Hi all - I'm hoping that someone can help me with this. I have an large dataset that I need to create a histogram of, but my data is in two columns. The first column (CO) is median income (the quantitative variable I want on my x axis), the second column (CONum) is the count of the number of individuals reporting that income. I have 1000 different incomes, and each one has a count of up to 15,000, so I can't transform this data manually.
Thank you!

startz · May 28, 2020, 5:40pm

This isn't as easy as one might think. A good option that takes a little work is described at https://stackoverflow.com/questions/6957549/overlaying-histograms-with-ggplot2-in-r.

An easier, but much less attractive solution is
hist(
col1,
col = "red",
)
hist(col2,
col = "blue",
add = TRUE)
where the trick is add=TRUE in the second hist.

alisha.garibaldi · May 28, 2020, 9:07pm

Hey!

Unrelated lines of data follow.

PR #965, opened 2023-08-04
Define multi-period investment storage level for very first time step of optimization

jokochems:
Add a constraint to force initial storage level to 0 in case of multi-period investment modelling to prevent storage from being filled without any associated costs in case of investments in the first period.

### DIFF
--- a/src/oemof/solph/components/_generic_storage.py
+++ b/src/oemof/solph/components/_generic_storage.py
@@ -1032,21 +1032,20 @@ class GenericInvestmentStorageBlock(ScalarBlock):
         # ########################## CHECKS ###################################
         if m.es.periods is not None:
             for n in group:
-                error = (
+                error_fixed_absolute_losses = (
                     "For a multi-period investment model, fixed absolute"
                     " losses are not supported. Please remove parameter."
                 )
                 if n.fixed_losses_absolute.default != 0:
-                    raise ValueError(error)
-                warning = (
+                    raise ValueError(error_fixed_absolute_losses)
+                error_initial_storage_level = (
                     "For a multi-period model, initial_storage_level is"
-                    " not supported.\nIt is suggested to remove that"
-                    " parameter since it has no effect.\nstorage_content"
-                    " will be zero, until there is some usable storage "
-                    " capacity installed."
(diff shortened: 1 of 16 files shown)


src/oemof/solph/components/_generic_storage.py
```diff
@@ -1312,6 +1312,22 @@ def _old_storage_capacity_rule(block):
 
             self.old_rule_build = BuildAction(rule=_old_storage_capacity_rule)
 
+            def _initially_empty_rule(block):
+                """Ensure storage to be empty initially"""
+                for n in self.INVESTSTORAGES:
+                    for t in m.TIMESTEPS:
+                        if t == 0:
+                            expr = self.storage_content[n, 0] == 0
+                            self.initially_empty.add((n, t), expr)
```
nailend, line 1321: Is the timestep loop necessary? It should be enough to set this constraint just for `t=0`, since there will always be a time step 0, right?
```
                    expr = self.storage_content[n, 0] == 0
                    self.initially_empty.add((n, 0), expr)
```
Tried it and tests still work

nailend (approved):
The change in rule formulation that I am proposing is not mandatory.

I didn't check all the LP file changes in detail, as most of it are just changes in the line order besides the new rule. 
Thanks for fixing this right away!

nailend:
With this, the [SuspiciousUsageWarning](https://github.com/oemof/oemof-solph/blob/a213d2ea17c5dab6932df4dd5d1bf15f87ea67dc/src/oemof/solph/components/_generic_storage.py#L1049) can be changed to an error?

src/oemof/solph/components/_generic_storage.py
jokochems: Agree. That's better.

jokochems:
> With this, the [SuspiciousUsageWarning](https://github.com/oemof/oemof-solph/blob/a213d2ea17c5dab6932df4dd5d1bf15f87ea67dc/src/oemof/solph/components/_generic_storage.py#L1049) can be changed to an error?

Yes, that's a good suggestion.

p-snft:
Makes sense for me. I will merge this.

PR #967, opened 2023-08-09
Fix/add custom attributes link

MaGering:
With this PR the Link component gets the argument `custom_attributes`.

--------------------------------------------------------------------------------------
Because I can't create an issue - here's the description:
The link component is missing the argument `custom_attributes` in its [class](https://github.com/oemof/oemof-solph/blob/dev/src/oemof/solph/components/_link.py).

I've discovered this using the link component in [oemof-tabular](https://github.com/oemof/oemof-tabular). During the postprocessing I've been losing the `type = 'link'`. Instead it was set to None. This is due to [these lines](https://github.com/oemof/oemof-tabular/blob/8d26a4891461006901fa6178d8ecb44d73c6d8f8/src/oemof/tabular/_facade.py#L85-L91) where `kwargs_unexpected` are lost if the component does not have the argument "custom_attributes".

Thanks for your response. This definitely helps with the end goal of what I need to do, but right now I essentially need both columns to form a single plot, not overlaying plots. I need each number in column 1 to repeat as many times as specified in column 2, and make a histogram out of the combined data.

mfherman · May 28, 2020, 9:19pm

There are a couple approaches here that could work. The first is to use the uncount() function from the tidyr package which takes data in the form you are describing and expands it where you get one row for the count in each category.

library(tidyverse)

df <- tibble(
  median_inc = seq(1, 1000000, 1000),
  n = rpois(1000, 15)
)

df %>% 
  uncount(n) %>% 
  ggplot(aes(median_inc)) +
  geom_histogram()
#> `stat_bin()` using `bins = 30`. Pick better value with `binwidth`.

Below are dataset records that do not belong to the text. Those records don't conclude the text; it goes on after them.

PR #970, opened 2023-08-21
Replace setup.py invocation by build

fwitte:
Direct invocation of `setup.py` seems to be long deprecated (e.g. https://blog.ganssle.io/articles/2021/10/setup-py-deprecated.html), it can be replaced with the `build` package.

### DIFF
--- a/.github/workflows/packaging.yml
+++ b/.github/workflows/packaging.yml
@@ -26,9 +26,9 @@ jobs:
         python-version: ${{ matrix.python-version }}
     - name: Install dependencies
       run: |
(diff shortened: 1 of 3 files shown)


p-snft (approved):
Thanks for coming up with this. There should really be a deprecation warning. Maybe unrelated, there is (and was) a warning when building the documentation (`tox -e docs`):

> package config for docs, py310, py39 is editable, however the build backend setuptools.build_meta does not support PEP-660, falling back to editable-legacy - change your configuration to it

I hoped it would be solved by this, but this seems to be another issue.

PS: I am also updating https://github.com/oemof/oemof/wiki/How-to-release.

Another option is to just directly plot your data using geom_col(), since it sounds like you already have binned data.

df %>% 
  ggplot(aes(median_inc, n)) +
  geom_col()

^{Created on 2020-05-28 by the reprex package (v0.3.0)}

alisha.garibaldi · May 28, 2020, 10:29pm

Hey - I need to be able to keep it as a histogram. Right now I'm trying to work on using the rep function on the data. I created a data.frame co.df. The first five rows look like this:

co.df
CO CONum
1 59099 8239
2 65957 14420
3 75794 14964
4 101313 11176
5 140610 4282

I'm trying to use the following:
co.expanded <- co.df[rep(row.names(co.df), co.df$CONum),]
and I'm getting the error:
Error in rep(row.names(co.df), co.df$CONum) : invalid 'times' argument

Any idea what i'm doing wrong here? Thanks again for your help - very new to R over here.

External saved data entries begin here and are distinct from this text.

PR #975, opened 2023-09-11
Fix/examples in docs

### LINKED ISSUE #974: Error in first code example in user's guide
There seems to be a bug in the first code example in the [user's guide](https://oemof-solph.readthedocs.io/en/stable/usage.html#set-up-an-energy-system):

```
from oemof.solph import create_year_index
my_index = create_year_index(2011)
```

After 10 minutes of searching I found out that "create_year_index" seems to have been replaced by "create_time_index". This should be fixed as it can be enough to scare off potential new users.

p-snft:
There are small sources of confusion in the documentation that can be showstoppers for new users.

Closes #974


jokochems (approved):
Looks good, thanks @p-snft. I can approve.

mfherman · May 28, 2020, 10:50pm

Your code is working just fine for me! In fact, it's the equivalent of the uncount() function. See below for an example of both ways of "expanding" your count data frame.

library(tidyverse)

# set up the data
co.df <- tribble(
  ~CO, ~CONum,
  59099, 8239,
  65957, 14420,
  75794, 14964,
  101313, 11176,
  140610, 4282
  )

# using base r
co.expanded <- co.df[rep(row.names(co.df), co.df$CONum), ]

# using tidyr
co.expanded2 <- co.df %>% 
  uncount(CONum, .remove = FALSE)

# check to see if both data frames are the same
identical(co.expanded, co.expanded2)
#> [1] TRUE

# make a histogram
co.expanded %>% 
  ggplot(aes(CO)) +
  geom_histogram()
#> `stat_bin()` using `bins = 30`. Pick better value with `binwidth`.

^{Created on 2020-05-28 by the reprex package (v0.3.0)}

startz · May 29, 2020, 2:10am

Look at weighted.hist() in the plotrix package.

system · June 19, 2020, 2:10am

This topic was automatically closed 21 days after the last reply. New replies are no longer allowed.